Cudnie jest u Ciebie, ale co sie dziwic, u tak pogodnej osoby musi byc i w ogrodzie pogodnie i barwnie
Kasiu, jesteś niesamowita wiem dlaczego tak cię lubimy
a twoje tarasowe nasadzenia podziwiamy i wszystko co tam nowego wymyślasz
dziękuję
limkowe wariancje droga Irenko to w rzeczy samej a nawet poza nią (czymkolwiek ona - rzecz znaczy miałaby być) wyszły Ci ... oj wyszły ... o skromności w tej paradzie piękna i pomponów mowy być nie może (nawet lubieżnej ) ... a miareczkowanie tych zakątków zacznę chyba uważać za przemyślną torturę ... buźka
taka tortura może być i moim udziałem pewnie i do ciebie trafią limonki, jak bez nich będąc na Ogrodowisku, nijak
Irenko, dzięki za relację z Wojsławic. Nigdy tam nie byłam i nie wyobraziłabym sobie tego ogromu liliowców.
Rabata z Limelight rzeczywiscie super wyszła. Jednak większa ilość tych samych roślin obok siebie robi wrażenie.
A mieczyki już kwitną? Jestem zaskoczona.
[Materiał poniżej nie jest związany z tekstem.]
PR #3634, opened 2024-08-19
No more confusing BG codes

Navid200:
These codes were added a very long time ago.
https://github.com/StephenBlackWasAlreadyTaken/xDrip/blob/bd43dad2b9cf25d9e6af13813acbaf262f5893c2/app/src/main/java/com/eveningoutpost/dexdrip/ImportedLibraries/dexcom/Constants.java#L132-L141  
The oldest existing record I can find is from almost 10 years ago.  But, they may have even been added before then.  

A lot has changed since then.  Are we sure any devices today send such low values as codes?  
So, we show a value of 13 as LOW, but a value of 12 as ?RF.
Neither 12 nor 13mg/dL makes any sense.  Both are unreasonable values for blood glucose.  

But, questions about them have come up over the years.  And there is no answer as to what they mean.  Therefore, they are confusing.

This PR removes the codes and shows LOW instead.

### DIFF
--- a/app/src/main/java/com/eveningoutpost/dexdrip/utilitymodels/BgGraphBuilder.java
+++ b/app/src/main/java/com/eveningoutpost/dexdrip/utilitymodels/BgGraphBuilder.java
@@ -2190,29 +2190,8 @@ public class BgGraphBuilder {
                 df.setMinimumFractionDigits(1);
                 return df.format(mmolConvert(value));
             }
-        } else if (value > 12) {
-            return "LOW";
         } else {
-            switch ((int) value) {
-                case 0:
-                    return "??0";
-                case 1:
-                    return "?SN";
-                case 2:
-                    return "??2";
-                case 3:
-                    return "?NA";
-                case 5:
-                    return "?NC";
-                case 6:
-                    return "?CD";
-                case 9:
-                    return "?AD";
-                case 12:
-                    return "?RF";
-                default:
-                    return "???";
-            }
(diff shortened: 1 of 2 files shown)


Navid200:
This is just one example of posts by users confused by what the code shown on the main screen means.

https://github.com/NightscoutFoundation/xDrip/discussions/3623

jamorham:
These are error codes that are sent, I don't think they represent actual glucose numbers which is why we don't display them like that.

Navid200:
OK, thanks  

But, are we sure newer devices still send these codes?  This was added to xDrip at the time of G4.  

And we show these codes even if the data source is not Dexcom.  Does that make sense?

Navid200:
This is a post in facebook today.  
<br/>  
<br/>


Screenshot 2024-09-26 080750  


I understand that Dexcom devices used to send these codes at the time of G4.  Do we know that they still send them now?

Assuming you prefer to keep this behavior because we don't know how to verify if newer devices send them, shouldn't we limit this behavior to Dexcom sensors only?

Navid200:
I accidentally pulled a G7 off my skin.
Look what it shows:
Screenshot_20241012-193725

That is 5, which  means sensor out of cal:
Screenshot 2024-10-12 194155


So, it seems like G7 still sends these codes.
I still wonder if we should limit showing these codes to the case of xDrip being a collector from Dexcom.

But, it is clear I was wrong and the codes are still being sent.
So, I close this PR.

PR #3635, opened 2024-08-20
Receive glucose data from Syai Tag App.

syai-dev:
Receive glucose data from Syai Tag App.

Screenshot_20240820-175444_AAPS

Screenshot_20240820-175705_xDrip+

Screenshot_20240820-175602_xDrip+


jamorham:
Thanks for contributing this but can you explain why you cannot instead use the existing mechanism described here: https://github.com/NightscoutFoundation/xDrip/blob/master/Documentation/technical/Incoming_Glucose_Broadcast.md ?

syai-dev:
Using a common channel, some users feedback can not distinguish between more than two data sources, in order to facilitate the user to distinguish the source of information to find our device type.

jamorham:
Can you explain more what you mean by this?

syai-dev:
> Can you explain more what you mean by this?

Users can directly choose our "Syai Tag" brand

Navid200:
Syai Tag is a sensor, right?

Can we not get readings directly from the sensor into xDrip with no need to the additional Syai Tag app?

Navid200:
If it is a requirement for the app to run on the same phone for this to work, we can add it as a companion app option.  Then, the outcome will be the same and consistent with all the other apps that can be a companion to xDrip.

I would prefer to have only one app as my CGM to simplify the setup.  But, if that cannot be done, we already have a companion app mode in xDrip.

PR #3663, opened 2024-09-14
Dex Share Follow customizable wake to reduce overall delay 

### LINKED ISSUE #1849: Dexcom Share: Ability to Specify Seconds Until Polling Retry or Allow Double Poll Retry
### Is your feature request related to a problem? Please describe.
This feature request is a result of my experience monitoring my T1D son.  He has a Google Pixel 3a as the collector device with him at all times and wears a Dexcom G6.  His endocrinologist wants data shared via Dexcom Clarity, so his Dexcom app receives the readings from the sensor and then his, mine and my wife's phones receive those readings from Dexcom Share as followers.  When he is in low cellular signal areas such as school there is a delay in his phone uploading the readings to the Dex Share servers.  That, in turn, causes our xdrip apps to unsuccessfully poll for the BG reading after the 5 minute interval (since it's not on the Dex Share server yet), then it waits a hard-coded 20 seconds before retrying to poll for for the BG reading again.  30-40% of the time the reading is still not there on the Dex Share server yet.  At that point the app gives up and sets the next polling interval back to 5 minutes.  For 30-40% of the time, my xdrip is 5-10 minutes behind.  I realize that I can go to the Classic Status Page and press the "Restart Collector" button to force a re-poll.  I also work at his school which does not have a nurse, so I am his.  It would be quite helpful to have the readings I'm looking at be timely without needed extra interaction to make it so.

### Describe the solution you'd like
I would like a new option in the menu to either 1) allow me to specify the number of seconds to wait for a Dex Share polling retry or 2) allow me to have a double retry for Dex Share with the first occurring after 20 seconds and if that is unsuccessful then another after 40 seconds.

### Describe alternatives you've considered
The alternative is to manually force it to poll after the polling retry fails by going to the Classic Status Page and pressing the "Restart Collector" button.

Navid200:
Fixes: https://github.com/NightscoutFoundation/xDrip/issues/1849  

This PR adds the ability to add an optional delay to the Dex share follow polling time.  
This becomes necessary if the setup has unavoidable delay on the source side (pump/internet/ ...) as explained in this open issue: https://github.com/NightscoutFoundation/xDrip/issues/1849.  Without this, xDrip polls only twice, 5 minutes after the last time stamp and 5 minutes and 20 seconds after the last time stamp.  After that, if xDrip does not get a new reading, it will go to sleep for 5 minutes.  

Adding a small delay to polling could avoid an extra 5-minute extra delay in readings.  
  
The following image shows the Settings page after this PR, where you can see the new Dex Share Follow delay setting.
Screenshot_20240914-091039  
Tapping on that will lead you to the following page where you can choose one of several options for the delay.  
Screenshot_20240914-104706

<br/>  
  
**Testing**  
My main phone uploads to Nightscout.  
I have 2 test phones.  
Test phone 1 is a Nightscout follower as well as a Dex Share master.  It gets readings from my main Nightscout site.    
Test phone 2 is a Dex Share follower getting readings from test phone 2.

By adjusting the Nightscout follower delay on test phone 1, I can adjust the delay Dex share master (same phone) experiences.  
  
The following image shows the status page of test phone 2 under the following conditions:
Nightscout follow delay set to 40 seconds 
Dex Share follow delay set to 0.
Screenshot_20240914-101414
You can see that the delay from Last BG time to next poll time is 10 minutes.  This is because the poll at 5 minutes and 5 minutes and 20 seconds have failed and xDrip has gone to sleep for 5 minutes after which the total delay is 10 minutes.  
  
The following image shows the status page of test phone 2 with the Dex Share follow setting set to 40 seconds.  
Screenshot_20240914-103022
  
Comparing Last BG time and next poll time, you can see a delay of 40 seconds.  So, by intentionally delaying the reading by 40 seconds, we have avoided a 5-minute extra delay.  
  
I have tried all possible delays for test phone 1 and choosing enough delay for test phone 2, I have been able to avoid the extra 5-minute delay.  
  
The following image shows the status page of test phone 2 with the Dex Share Follow delay set to 2 minutes.
Screenshot_20240914-104028
You can see an effective delay of 7 minutes, which is an extra delay of 2 minutes over the default 5 minutes.


Navid200:
**Why did I change Anticipate?**

In a previous PR (https://github.com/NightscoutFoundation/xDrip/pull/3179), I added the ability to add a delay to Nightscout follow.  I did that by changing Anticipate.  
But, Anticipate is used by other methods like Dex share follow.  

Now, I have made a change to do it right.  
Nothing inside Anticipate is specific to Nightscout or Dex Share any longer.
Anticipate now has an optional parameter, lag.
The calling method can set this optional parameter to a non-zero value to delay the next poll time.  

This way, the different methods can continue to use Anticipate without interfering with each other.

Navid200:
We made a similar change to the Nightscout follower previously: https://github.com/NightscoutFoundation/xDrip/pull/3179 

This PR does the same for the Dex share follower.
The Anticipate method has been changed now to make it a more modular approach, which I believe how I should have done it when I submitted the other PR for improving Nightscout follow.

I have tested both Nightscout follow and Dex share follow after this PR to make sure both function as expected.

app/src/main/java/com/eveningoutpost/dexdrip/cgm/nsfollow/NightscoutFollowService.java
```diff
@@ -58,6 +58,7 @@ public class NightscoutFollowService extends ForegroundService {
     private static volatile Treatments lastTreatment;
     private static volatile long lastTreatmentTime = 0;
     private static volatile long treatmentReceivedDelay = 0;
+    private static long lag = Constants.SECOND_IN_MS * Pref.getStringToInt("nsfollow_lag", 0); // User can choose a wake delay with a 0 default.
```
jamorham, line 61: By setting this in a static field it will not get updated if the user changes the preference value while the class remains loaded.

app/src/main/java/com/eveningoutpost/dexdrip/cgm/sharefollow/ShareFollowService.java
```diff
@@ -57,6 +57,7 @@ public class ShareFollowService extends ForegroundService {
     private static volatile long lastBgTime;
 
     private static ShareFollowDownload downloader;
+    private static long lag = Constants.SECOND_IN_MS * Pref.getStringToInt("dex_share_follow_lag", 0); // User can choose a wake delay with a 0 default.
```
jamorham, line 60: Same comment here about storing this statically.

app/src/main/java/com/eveningoutpost/dexdrip/cgm/nsfollow/utils/Anticipate.java
```diff
@@ -20,9 +17,11 @@ public class Anticipate {
      * If last + period and a bit >= now, ask again after last + period and grace
      */
 
-    public static long next(long now, final long lastTimeStamp, final long period, final long grace) {
-        final long lag = Constants.SECOND_IN_MS * Pref.getStringToInt("nsfollow_lag", 0); // User can choose a wake delay with a 0 default.
```
jamorham, line 24: Removing this from inside Anticipate is probably a good idea

Navid200:
I will look into this.

My intent here was to keep everything working with Nightscout as Nightscout and Dex share use the same Anticipate method.  So, I just brought the parameter out but kept everything unchanged.
I will look at this carefully to see if we can change it as you like.

Navid200:
> Can't we just remove the lag handling from inside Anticipate and then add the lag on to the anticipated timestamp from the calling class rather than passing it as a parameter? Would that work?

If I understand you correctly, we will then need to add the lag handling to multiple methods, Nightscout and Dex share and anything else that also uses Anticipate.  Any change we may need to make to the mechanism will have to be applied multiple times to different sections.
I think it is best to have the mechanism inside Anticipate and used by all methods that need it.

Navid200:
I'm sorry about the mistake.
I confirmed that indeed the delay was not being adjusted by the setting.
I changed the variable and made it non-static and confirmed with a test that the delay is adjusted by the setting now.

Navid200:
This is ready for a review again now.   I believe I have addressed your concern and thanks for the review and advice.

Navid200:
@ahaarrestad Do you see anything here that you don't like?

ahaarrestad:
@Navid200 I just found that in the code and it looks really clean. I am more of a backend programmer, so UI fixes like this are great. No comments except thumbs up from me

Navid200:
@ahaarrestad Thanks for the review.

Is there anything I can do to make it easier for developers like you?  Have I done anything that may have hindered it?

ahaarrestad:
@Navid200 The cleanup looks good to me. No real duplicate code and the code is documented. But @jamorham always has the final say on the changes :-)

Navid200:
@ahaarrestad Thanks
I was asking a general question not specific to this PR and more about how you feel in general about this repository and if I as a collaborator can do anything to make it easier for you.  I'm sorry it's OK if you don't want to respond.  
Thanks a lot for your contributions in the past and present.  Please keep up the good work if/when you can.

ahaarrestad:
@Navid200 I have mostly contributed by writing tests and some bugfixes and code cleanup. From my daily work I have found that tests makes it easier to rewrite code and get a stable product. xDrip+ is an old codebase and the guidelines in the Contributor.md file are good. I always try to follow the codestyle in the code to make it easier to review and reduce the chance of introducing bugs

Navid200:
@jamorham Would you please merge this?
You already reviewed it a long time ago.  
If there is something missing, please tell me.

app/src/main/java/com/eveningoutpost/dexdrip/cgm/nsfollow/utils/Anticipate.java
Navid200: I took this comment as approval.  If I have misunderstood, please let me know.

app/src/main/java/com/eveningoutpost/dexdrip/cgm/nsfollow/NightscoutFollowService.java
Navid200: Thanks
I corrected it.  It's not static anymore.

Navid200:
Please merge this too.  It will close a request we have had for years

Navid200:
> Can't we just remove the lag handling from inside Anticipate and then add the lag on to the anticipated timestamp from the calling class rather than passing it as a parameter? Would that work?

I think I finally understand what you are saying!
Yes, I can do that:
I will remove the new lag parameter that I had added to anticipate.
The line that calls anticipate can add a value to the timestamp parameter to accomplish the same objective.  So, I will do that for Nightscout and Dex Share calling lines.
I will redo my tests and reopen.

Thanks

Navid200:
The lag is not handled outside Anticipate.
I have tested this for Nightscout follower and it works fine.
I cannot test Dex share because it seems there have been changes that do not allow me to upload to Dex share from xDrip.

Navid200:
It doesn't look like there is any interest in this functionality any longer based on the lack of response to my request for testers.
So, let's close this.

Agnieszko, to się cieszę, że relacja z wycieczki i tobie przypadła do gustu masz w sumie niedaleko, wart się wybrać, o każdej porze roku, no może oprócz zimy
rabata wyszła mi tylko dlatego, że podpatrywałam inne ogrody, bo tak pewnie wsadziłabym 1 szt, horti i czekała na efekt, ha, ha; dużo się dzięki wszystkim nauczyłam
mieczyki kwitną, ale i bujnęły tak wysoko, że bez podpórek nie da rady; ten z kolorowymi oczkami, taki inny, podoba mi się; muszę doczytać, czy na jesień trzeba cebule wykopywać, czy nie
pozdrawiam
Aniu/asc przecudnie wyszły ci te jeżówki na tle błękitu nieba M. kocha drzewa na równi ze mną, więc raz tuli się do mnie raz do nich
No t oM wszystko w porządku..
Jeżówki są na tle wody To woda z mojej kałuży...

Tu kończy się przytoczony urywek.